There was virtually no set, but what there was, was simple and clean. The text calls for a beach. Well, we couldn't afford sand—how sad is that? I think the budget for the set was about three hundred dollars. I wanted something natural, from the earth. And yet it had to be cold and sterile in Act III, which is set in a mental hospital. My solution was marble. Well, if we couldn't afford sand, obviously we couldn't afford marble. But we could afford a feather and some paint. I remember quite clearly sitting with my feather in the middle of the night, marbleizing
the entire set! By hand! It took hours, I had terrible cramps in my hands and literally couldn't stand up straight for weeks. But it's astonishing to look back and realize that this play, which cost about four hundred dollars to produce, got no reviews, was seen by just a handful of people and dealt with such charming topics as incest, rape and cannibalism, went on to have quite a life. It was produced two years later at the Woolly Mammoth Theatre in Washington D.C. and was a big success. Since then it's been done all over this country and in several others. The last production I worked on was at Naked Angels, directed by Joe Mantello. Marisa Tomei played Pam/Popo and was swell. She'd just won the Oscar so the audience was jammed with celebrities every night. If it sounds like I'm bragging, I don't mean to, honestly. But as I said, plays are like children and look how far this, this runty, odd, disturbing, child went.

FREE WILL & WANTON LUST

Another play that I wrote while working for the Vortex Theater Company. Again, my friends Chuck and Stephanie were wonderful, despite the fact that he was way too old for his part and she was way too young. Frankly, they were seldom right for their parts, but they're talented actors and they understood my writing. They saved many evenings from total disaster.

What's interesting is this was the first play I wrote
in response
to something. I'd read
The Vortex
by Noël Coward and was really fascinated by it. But I also felt that Mr. Coward was constrained by the morality of his time. How's that for presumptuous! I'd claim I was drunk but I don't drink.
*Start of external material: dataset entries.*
PR #534, opened 2026-04-20
Linalg lowering upgrades

renezander90:
### Overview

This PR adds a new `mlir_rewrites/` subpackage with three xDSL pattern-rewrite passes that clean up the IR produced by `stablehlo-legalize-to-linalg`. It also fixes an internal API issue where `jaxpr_to_xdsl` / `MLIR_str_to_xdsl` did not return the xDSL `Context` needed to run xDSL transform passes.

Fixes issue https://github.com/eclipse-qrisp/Qrisp/issues/535.

### Changes

**Internal API fix** (jaxpr_lowering.py, mlir_emission.py)

`MLIR_str_to_xdsl` and `jaxpr_to_xdsl` now return a `(ctx, module)` tuple instead of just the module. The `Context` is required to run xDSL transform passes such as `CanonicalizePass` and `DeadCodeElimination`.

**New rewrite passes** (mlir_rewrites/)

Three composable xDSL pattern-rewrite passes targeting artifacts from `stablehlo-legalize-to-linalg`:

- **`scalar_linalg_folding`** (`FoldScalarLinalgGeneric`) — Folds 0-dimensional `linalg.generic` ops back into plain scalar arithmetic with `tensor.extract` / `tensor.from_elements`. The linalg lowering wraps every scalar arithmetic op in a `linalg.generic` region, which carries significant overhead for what is semantically a single instruction. Run only when `lower_stablehlo=True`.

- **`scalar_tensor_folding`** (`FoldExtractFromElements`, `EraseDeadFromElements`) — Eliminates `tensor.extract(tensor.from_elements(x))` round-trips on 0-D tensors, replacing them with the underlying scalar directly. `EraseDeadFromElements` is needed as a fallback because xDSL's standard DCE skips `tensor.from_elements` (it lacks the `Pure` trait). Run unconditionally, followed by `CanonicalizePass` and `DeadCodeElimination`.

- **`cmpi_extui_folding`** (`FoldCmpiExtui`) — Folds comparisons of zero-extended booleans (`extui i1 → cmpi`) against constants 0 or 1 back to the original `i1` value, its `NOT`, or a constant `true`/`false`. This eliminates multi-op chains like `measure (i1) → extui → cmpi eq 0 → extui → extract → cmpi ne 0` which JAX regularly emits for measurement-based control flow. Run unconditionally, followed by `CanonicalizePass` and `DeadCodeElimination`.

### Test

One new test in **test_mlir.py**:

**`test_mlir_linalg_folding_after_stablehlo_lowering`** — verifies that after `to_mlir(lower_stablehlo=True)`, no `linalg.generic` operations remain in the output MLIR string.

**test_mlir_rewrites.py** — Unit tests for the xDSL rewrite passes, operating directly on hand-constructed IR (no Qrisp tracing required).

**`TestFoldScalarLinalgGeneric`** (3 tests)
- `test_successful_fold` — verifies that a valid 0-D `linalg.generic` is replaced by `tensor.extract` + scalar arithmetic + `tensor.from_elements`
- `test_no_folds[non-0d]` — verifies that a generic with iterator types (non-scalar) is left untouched
- `test_no_folds[multi-output]` — verifies that a generic producing more than one output is left untouched

**`TestScalarTensorFolding`** (3 tests):
- `test_successful_bypass_extract` — verifies that `tensor.extract` on a 0-D `tensor.from_elements` is bypassed entirely, with the result pointing directly to the original scalar, and that the now-stranded `from_elements` is cleaned up by `EraseDeadFromElements`
- `test_erase_dead_from_elements` — verifies that a `tensor.from_elements` with no uses is erased (targeted DCE fallback for ops lacking the `Pure` trait)
- `test_preserve_live_from_elements` — verifies that a `tensor.from_elements` that has an active user (a `ReturnOp`) is left untouched

**`TestCmpiExtUIFolding`** (23 tests)
- `test_all_fold_cases` (20 parametrized) — exhaustively covers every `(predicate, rhs ∈ {0, 1})` combination from the fold table, asserting the correct outcome: `IDENTITY` (no new ops), `NOT` (XOR with 1), `TRUE` (constant `1 : i1`), or `FALSE` (constant `0 : i1`)
- `test_no_folds` (3 parametrized) — verifies the three early-return guard conditions: LHS is not an `extui`, RHS is outside `{0, 1}`, and predicate index is out of range — all leave the `cmpi` untouched


src/qrisp/jasp/mlir/mlir_rewrites/cmpi_extui_folding.py
julfarn, line 1: I think you are missing an `__init__.py` in `mlir_rewrites`.

julfarn (commented):
Hi, I tried out this functionality and it's great to see how polished the output looks now. Since we want to connect to this exporter, I have a few questions to help us plan:

- Are you planning on making further changes to the output, or do you expect this to get merged roughly as is? If the latter, I would use this branch to produce example input for us for now. 
- The target branches' PR is tagged with a Milestone with deadline June 5. Is this a hard date, so that we can expect this feature released by then? Or is it just a rough internal timeline?

Thanks for the efforts!

src/qrisp/jasp/mlir/mlir_rewrites/cmpi_extui_folding.py
renezander90: Thanks for noticing 👍. This PR still needs review which could result in changes, but I would expect roughly as is. June 5th is the deadline for the feature freeze for 0.9 which will be released on June 12th.

renezander90:
Close polluted PR and open new PR.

I can only claim I was young.

Free Will
was also produced at the Woolly Mammoth. Again, a play that started in a showcase grew up to be a hit—and this time it won the Helen Hayes Award for best new play.
Fat Men
had been nominated, but I lost to Athol Fugard. I remember telling a reporter that I was “glad for Mr. Fugard as his
career clearly needed the jump-start an award like this could provide.”
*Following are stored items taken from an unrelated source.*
PR #537, opened 2026-04-22
Add Gidney's venting adder

purva-thakre:
As defined in https://arxiv.org/abs/2507.23079


documentation/source/reference/Primitives/Gidney venting adder.rst
```diff
@@ -0,0 +1,20 @@
...
+
+.. currentmodule:: qrisp
+
+.. autofunction:: gidney_cq_venting_adder
+
+.. autofunction:: carry_venting_adder
+
+.. autofunction:: dirty_ancillae_adder
+
+.. autofunction:: carry_xor_block
```
positr0nium: I think we don't need to expose these internal functions in the documentation. They're not that interesting for users who just want to use the adder. People who are willing to dig into the specifics have to clone the repo anyway.
Exposing the helper functions therefore just creates an unnecessary risk for breaking changes if we want to refactor the implementation.

src/qrisp/alg_primitives/arithmetic/adders/gidney_venting_adder.py
```diff
@@ -0,0 +1,861 @@
...
+
+    Notes
+    -----
+    The function exists so that callers don't need to repeat the
+    ``if a_int_is_bigint … else …`` pattern at every callsite and to
+    guarantee the result is a JAX scalar (``jnp.bool_``) rather than a
+    plain Python ``bool`` — JAX cannot trace through Python scalars
+    inside compiled loops.
+    """
+    if a_int_is_bigint:
```
positr0nium: Wouldn't it be simpler to do this via ``isinstance(a_int, BigInteger)``? It might also be beneficial to import this function from the gidney adder implementation.

src/qrisp/alg_primitives/arithmetic/adders/gidney_venting_adder.py
```diff
@@ -0,0 +1,861 @@
...
+    """
+    with control(b):
+        if ctrl is None:
+            qrisp.x(parity_check_ctrl)
+        else:
+            qrisp.cx(ctrl, parity_check_ctrl)
+
+    # MCX stays 2-control — ctrl is NOT added as a third control because
+    # ctrl conditions the parity flips above, not the MCX itself.
+    # When ctrl=|0⟩ and b=1, the CX flips are no-ops → MCX sees un-flipped
```
positr0nium: MCX sees un-flipped input but this doesn't means that the MCX doesn't flip it's target. Effectively this means that this function can still have non-trivial behavior ctrl = |0> and inputs are unlucky. I guess it works so inputs are never unlucky but this is very hacky and should have a big warning in the docstring.

src/qrisp/alg_primitives/arithmetic/adders/gidney_venting_adder.py
```diff
@@ -0,0 +1,861 @@
...
+                                     │
+        simple_ctrl: ────────────────•─────────
+                                     │
+        target: ─────────────────────X─────────
+
+    Used in the carry chain when the classical addend bit decides whether the control fires on zero or one.
+    """
+    with control(b):
+        if ctrl is None:
+            qrisp.x(parity_check_ctrl)
```
positr0nium: The ``qrisp.`` syntax is used nowhere else in the codebase

purva-thakre: Yes. I was being lazy in avoiding importing them at the top of the file. Will apply a final commit regarding this.

documentation/source/reference/Primitives/Gidney venting adder.rst
purva-thakre: from my perspective, the `venting` step might have more applications. which is why I wanted to keep them public. But perhaps I am jumping ahead. We could make them public when the need arises.

src/qrisp/alg_primitives/arithmetic/adders/gidney_venting_adder.py
```diff
@@ -0,0 +1,861 @@
...
+
+    Parameters
+    ----------
+    target : list[qrisp.Qubit] | qrisp.QuantumVariable
+        Target register, little-endian (index 0 = LSB). Modified in place.
+    d : int
+        Classical addend (compile-time constant).
+    ancilla : qrisp.QuantumVariable
+        2-qubit clean ancilla register for the streaming carry chain.
+    c_in : qrisp.Qubit | qrisp.QuantumVariable | None
```
positr0nium: Similar point as in the Cuccaro PR: ``QuantumVariable`` could in theory also hold more than one qubit and is therefore unsuitable here.

tests/primitives_tests/arithmetic_tests/test_gidney_venting_adder.py
```diff
@@ -0,0 +1,557 @@
...
+    (1, True,  0, None),
+    # ctrl=1 → matches uncontrolled
+    (0, True,  1, 1),
+    # ctrl=0 → parity flips suppressed, MCX fires on un-flipped state (= behaves as b=False)
+    (1, True,  1, 0),
+]
+
+@pytest.mark.parametrize("ctrl_val, b, expected_tgt, ctrl_qbl_val", ALL_BIT_INVERTED_CASES)
+def test_bit_inverted_mcx_jasp(ctrl_val, b, expected_tgt, ctrl_qbl_val):
+    @jaspify
```
positr0nium, line 78: Why not ``boolean_simulation``? Note that for the caching to work, you should not use ``pytest.mark.parametrize`` but perform the loop inside the test such that the compiled version can be retrieved from cache.

tests/primitives_tests/arithmetic_tests/test_gidney_venting_adder.py
```diff
@@ -0,0 +1,557 @@
...
+    assert int(measured_always_one) == 1
+    # target toggles when (ctrl_val XOR b) = 1; always_one=1 ensures simple_ctrl fires
+    assert int(measured_tgt) == expected_tgt
+    if ctrl_qbl_val is not None:
+        assert int(measured_ctrl_qbl) == ctrl_qbl_val
+
+
+@pytest.mark.parametrize("q0v, q1v, expected_tgt", ZZ_PARITY_CASES)
+def test_zz_mcx_jasp(q0v, q1v, expected_tgt):
+    @jaspify
```
positr0nium, line 110: Same here and below

tests/primitives_tests/arithmetic_tests/test_gidney_venting_adder.py
```diff
@@ -0,0 +1,557 @@
...
+        ctrl_qbl[:] = 1
+        with control(ctrl_qbl[0]):
+            gidney_cq_venting_adder(3, target)
+        return measure(target)
+
+    a = unctrl()
+    b = ctrl_on()
+
+    assert a.get("t", 0) == b.get("t", 0)
+    assert a.get("t", 0) > 0
```
positr0nium: I'm missing a large loop of ``boolean_simulation`` calls that goes through an exhaustive set of parameter combintations :)

positr0nium (changes requested):
Nice work :) We should soon think about how we combine this with a qq adder. (maybe with Cuccaro since they both have constant space requirements?)

documentation/source/reference/Primitives/Gidney venting adder.rst
positr0nium: It would really cool if it had more applications, but yes lets keep it private until then.

positr0nium:
I just noticed: There seems to be also a problem with the phase behavior. The following script should always return ``{0 : 1.0}``:

```python
from qrisp import *

@terminal_sampling
def unctrl(i):
    target = QuantumFloat(i)
    h(target)

    gidney_cq_venting_adder(1, target)
    with invert():
        gidney_adder(1, target)

    h(target)
    return target

for i in range(3, 64):
    print(unctrl(i))
```

tests/primitives_tests/arithmetic_tests/test_gidney_venting_adder.py
purva-thakre: @positr0nium This function relies on Hadamard to make mid-circuit X basis measurements. The following fails with `Exception: Classical function simulator can't process gate h`. is there a reccomended workaround that allows me to use `boolean_simulation`? 

```py
from qrisp import QuantumFloat, measure, h
from qrisp.jasp import boolean_simulation


@boolean_simulation
def apply_h():
    qf = QuantumFloat(1)
    h(qf[0])
    return measure(qf)


result = apply_h()
```

purva-thakre: I guess one option could be to do Z basis measurement instead and redo the phase correction calculations from the Gidney paper with the new corrections.

positr0nium: Ahh, yeah right. Okay in this case boolean simulation will not work at all

purva-thakre:
> I just noticed: There seems to be also a problem with the phase behavior. The following script should always return {0 : 1.0}:

@positr0nium I wonder if this is a limitation of the adder itself. If I edit your example to use the older gidney adder, it works without any issues. The code block works fine with the Gidney venting adder as long as the target input is not in superposition. The phase corrections are applied after mid-circuit measurements and maybe the algorithm itself does
not preserve phase coherence in superposition. 

I can try to run Gidney's original code to see if this is the issue. The paper does not mention anything related to this.

src/qrisp/alg_primitives/arithmetic/adders/gidney_venting_adder.py
purva-thakre: > It might also be beneficial to import this function from the gidney adder implementation.

Yes, since there was an open PR for the Gidney function when I created this PR, I wanted to make sure there were not conflicts between the two branches.

purva-thakre:
There is a weird circular import issue that occurs when the venting adder is added to the `init` file. It mostly affects the Remaud adder unit tests. 

When I removed the venting adder in [fa5f380](https://github.com/eclipse-qrisp/Qrisp/pull/537/commits/fa5f380fb3633ebdfe64d17f51cbe6013a5757e5), the remaud unit tests passed. 

When I added back the venting adder in https://github.com/eclipse-qrisp/Qrisp/pull/537/commits/87de6dcc972480ea6f387f26dba59a35a30949db, the tests are currently passing for both 3.11 and 3.12. But they were previously failing in https://github.com/eclipse-qrisp/Qrisp/pull/537/commits/9216f98053930ca2a9aef916ea2b27a157c2998b. The only difference between the two commits is that I am not running the entire test suite.

tests/primitives_tests/arithmetic_tests/test_gidney_venting_adder.py
```diff
@@ -0,0 +1,1032 @@
...
+        pytest.param(
+            4,
+            marks=pytest.mark.skip(
+                reason="stochastic behavior under @terminal_sampling"
+            ),
+        ),
+        pytest.param(
+            5,
+            marks=pytest.mark.skip(
+                reason="stochastic behavior under @terminal_sampling"
```
purva-thakre: right now the venting adder behaves non-deterministically w/terminal sampling when the quantum target for in-place addition is of size 3, 4, 5. The functions need to have a special case to consider the Z-phase corrections for inputs of these sizes.

purva-thakre: @positr0nium Digging through the code of the original paper, I think the adder is not supposed to work safely on small inputs. The non-deterministic behavior I saw for n= 2,...,5 is the norm and not an issue of terminal sampling. For these sizes, the Z phase corrections cannot be applied properly. In these cases, there are way too many ancillas compared to the input sizes. The special cases I have been considering also fail to work due to this. 

You can see this [in the code of the paper](https://zenodo.org/records/15866587) as well. The venting adder only works at n>=6. Before this, the paper uses a non-venting adder. The functions you are looking for is `circuit_to_iadd_using_3_clean_qubits` and `circuit_to_iadd_using_linear_clean_qubits` in the Zenodo upload. My function also follows the same approach by using the older Gidney adder for inputs of small sizes. The failures currently in the PR are due to https://github.com/eclipse-qrisp/Qrisp/pull/537#issuecomment-4730379906

purva-thakre:
@positr0nium Thanks for the bug fix! This PR is also no longer failing with the `Found jrange with external carry value` error for the Remaud adder unit tests. 

I know you discussed the bug briefly this morning. But I am still not sure how the fixes for the bug also speed up the QCLA adder unit tests a bit. Neither the QCLA adder functions nor the unit tests utilize qache in their files.

positr0nium (approved):
Really nice work! :)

A word on awards. I've been nominated for a few and won a couple. It's a strange phenomenon. I arrive feeling quite above the fray. I, personally, NEVER think I have the remotest chance of winning, so I adopt an “artists shouldn't compete” attitude. Within five minutes of the evenings commencement, I start to think . . . “What the hell, I could win. You never know.” By the time my category rolls around I'm in a white-knuckled frenzy of competitive zeal, ruthless to win the damn thing! “Let me at MY statue and why is everyone clapping for Terrence McNally!” (By the way, Mr. McNally, Congratulations.)